** SUPPLIED ENTRIES follows **
PR #11134, opened 2022-04-01
Add 'istio' and 'kubernetes' to .spelling

my-git9:
Add 'istio' and 'kubernetes' to .spelling

- [ ] Docs
- [ ] Installation
- [ ] Networking
- [ ] Policies and Telemetry
- [ ] Security
- [x] Test and Release
- [ ] User Experience

### DIFF
--- a/.spelling
+++ b/.spelling
@@ -457,6 +457,7 @@ IPs
 iptables
 IPv4
 IPv6
+istio
 Istio
 istio-agent
 istio-control
@@ -536,6 +537,7 @@ kubeconfig
 kubectl
 Kubelet
 kubelet
+kubernetes
 Kubernetes
 kubernetes.default
 kube-proxy


ericvn (changes requested):
Thanks for the PR, but istio and kubernetes are incorrect spellings and need capitalization, thus the reason they are not in the .spelling file.

ericvn:
I do see in one of the PR's the request that this change should be added. 

It is related to specifying a link for a header and the normal link for a header is all lowercase. Example from another file:
```
## Istio 的好处{#benefits-of-Istio}
```
The spellchecker checks each of the entries in this link, and if it was `istio` as it is by default, that fails. So in the translated files, where we actually specify the links, we have some of the links using uppercase characters to satisfy the spelling. So far that seems to be the norm. In the English docs, we don't override the links, so they aren't spellchecked. 

I'm reluctant to add the lowercase versions of the specific names as it would allow someone later to possibly not capitalize the name. I'm wondering if we can not spellcheck the specified links.

@craigbox What are your thoughts.

craigbox:
I like the idea of not spell checking link anchors, but I don't know how much effort that is.

ericvn:
https://github.com/istio/istio.io/pull/11159 removes the need to add entries for heading anchors.

PR #12531, opened 2023-01-27
Media resources

craigbox:
We have a hidden page from the old design:

[/about/media-resources](https://istio.io/latest/about/media-resources/)

This PR removes that page and replaces it with a link to the CNCF Artwork repo.

One of the removed files was the OpenGraph image; I've replaced that with a new one in the correct ratio. (Please note the recent redesign changed the spacing of the boat elements, so all old SVG/PNG files are technically incorrect.)

This does not address:

* embroidery instructions, which have the wrong spacing and were already orphaned
* favicons, which we could regenerate if we cared.


craigbox:
preview: https://developers.facebook.com/tools/debug/?q=https%3A%2F%2Fdeploy-preview-12531--preliminary-istio.netlify.app%2F

ericvn (approved):

PR #12538, opened 2023-01-27
Update revision tag diagrams

kfaseela:

- [ ] Docs
- [ ] Installation
- [ ] Networking
- [ ] Policies and Telemetry
- [ ] Security
- [ ] Test and Release
- [ ] User Experience


content/en/boilerplates/revision-tags-middle.md
```diff
@@ -2,8 +2,8 @@
 ---
 The resulting mapping between revisions, tags, and namespaces is as shown below:
 
-{{< image width="70%"
-link="/docs/setup/upgrade/canary/tags.png"
+{{< image
```
ericvn, line 5: I'm not sure I like the 100%, and maybe you can try going back to 70%. Just comparing the same page here vs https://istio.io/latest/docs/setup/upgrade/canary/#stable-revision-labels-experimental for example.

kfaseela: > I'm not sure I like the 100%, and maybe you can try going back to 70%. Just comparing the same page here vs https://istio.io/latest/docs/setup/upgrade/canary/#stable-revision-labels-experimental for example.

70% makes it too small.. I have made it 90% which looks okay to me.

ericvn:
Looks good slightly smaller. We should be ablate delete the old .png files as well.

kfaseela:
> Looks good slightly smaller. We should be ablate delete the old .png files as well.

I initially tried deleting them, but they seemed to be used in many older html files.. so i was not sure if we will end up in similar problem as we ended up when we updated the logo images... so just retained them..

ericvn:
> I initially tried deleting them, but they seem to be used in many older html files.. so i was not sure if we will end up in similar problem as we ended up when we updated the logo images... so just retained them..

As far as I could determine, all the references are to the zh versions of the file or the copies we have within all the archives so I don't think we should see any issues. There is always a prefix to `/docs/setup/upgrade/canary/tags.png`, with the exception of the changed file.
** End of SUPPLIED ENTRIES **
All of the entries must be given again, word for word.

PR #11134, opened 2022-04-01
Add 'istio' and 'kubernetes' to .spelling

my-git9:
Add 'istio' and 'kubernetes' to .spelling

- [ ] Docs
- [ ] Installation
- [ ] Networking
- [ ] Policies and Telemetry
- [ ] Security
- [x] Test and Release
- [ ] User Experience

### DIFF
--- a/.spelling
+++ b/.spelling
@@ -457,6 +457,7 @@ IPs
 iptables
 IPv4
 IPv6
+istio
 Istio
 istio-agent
 istio-control
@@ -536,6 +537,7 @@ kubeconfig
 kubectl
 Kubelet
 kubelet
+kubernetes
 Kubernetes
 kubernetes.default
 kube-proxy


ericvn (changes requested):
Thanks for the PR, but istio and kubernetes are incorrect spellings and need capitalization, thus the reason they are not in the .spelling file.

ericvn:
I do see in one of the PR's the request that this change should be added. 

It is related to specifying a link for a header and the normal link for a header is all lowercase. Example from another file:
```
## Istio 的好处{#benefits-of-Istio}
```
The spellchecker checks each of the entries in this link, and if it was `istio` as it is by default, that fails. So in the translated files, where we actually specify the links, we have some of the links using uppercase characters to satisfy the spelling. So far that seems to be the norm. In the English docs, we don't override the links, so they aren't spellchecked. 

I'm reluctant to add the lowercase versions of the specific names as it would allow someone later to possibly not capitalize the name. I'm wondering if we can not spellcheck the specified links.

@craigbox What are your thoughts.

craigbox:
I like the idea of not spell checking link anchors, but I don't know how much effort that is.

ericvn:
https://github.com/istio/istio.io/pull/11159 removes the need to add entries for heading anchors.

PR #12531, opened 2023-01-27
Media resources

craigbox:
We have a hidden page from the old design:

[/about/media-resources](https://istio.io/latest/about/media-resources/)

This PR removes that page and replaces it with a link to the CNCF Artwork repo.

One of the removed files was the OpenGraph image; I've replaced that with a new one in the correct ratio. (Please note the recent redesign changed the spacing of the boat elements, so all old SVG/PNG files are technically incorrect.)

This does not address:

* embroidery instructions, which have the wrong spacing and were already orphaned
* favicons, which we could regenerate if we cared.


craigbox:
preview: https://developers.facebook.com/tools/debug/?q=https%3A%2F%2Fdeploy-preview-12531--preliminary-istio.netlify.app%2F

ericvn (approved):

PR #12538, opened 2023-01-27
Update revision tag diagrams

kfaseela:

- [ ] Docs
- [ ] Installation
- [ ] Networking
- [ ] Policies and Telemetry
- [ ] Security
- [ ] Test and Release
- [ ] User Experience


content/en/boilerplates/revision-tags-middle.md
```diff
@@ -2,8 +2,8 @@
 ---
 The resulting mapping between revisions, tags, and namespaces is as shown below:
 
-{{< image width="70%"
-link="/docs/setup/upgrade/canary/tags.png"
+{{< image
```
ericvn, line 5: I'm not sure I like the 100%, and maybe you can try going back to 70%. Just comparing the same page here vs https://istio.io/latest/docs/setup/upgrade/canary/#stable-revision-labels-experimental for example.

kfaseela: > I'm not sure I like the 100%, and maybe you can try going back to 70%. Just comparing the same page here vs https://istio.io/latest/docs/setup/upgrade/canary/#stable-revision-labels-experimental for example.

70% makes it too small.. I have made it 90% which looks okay to me.

ericvn:
Looks good slightly smaller. We should be ablate delete the old .png files as well.

kfaseela:
> Looks good slightly smaller. We should be ablate delete the old .png files as well.

I initially tried deleting them, but they seemed to be used in many older html files.. so i was not sure if we will end up in similar problem as we ended up when we updated the logo images... so just retained them..

ericvn:
> I initially tried deleting them, but they seem to be used in many older html files.. so i was not sure if we will end up in similar problem as we ended up when we updated the logo images... so just retained them..

As far as I could determine, all the references are to the zh versions of the file or the copies we have within all the archives so I don't think we should see any issues. There is always a prefix to `/docs/setup/upgrade/canary/tags.png`, with the exception of the changed file.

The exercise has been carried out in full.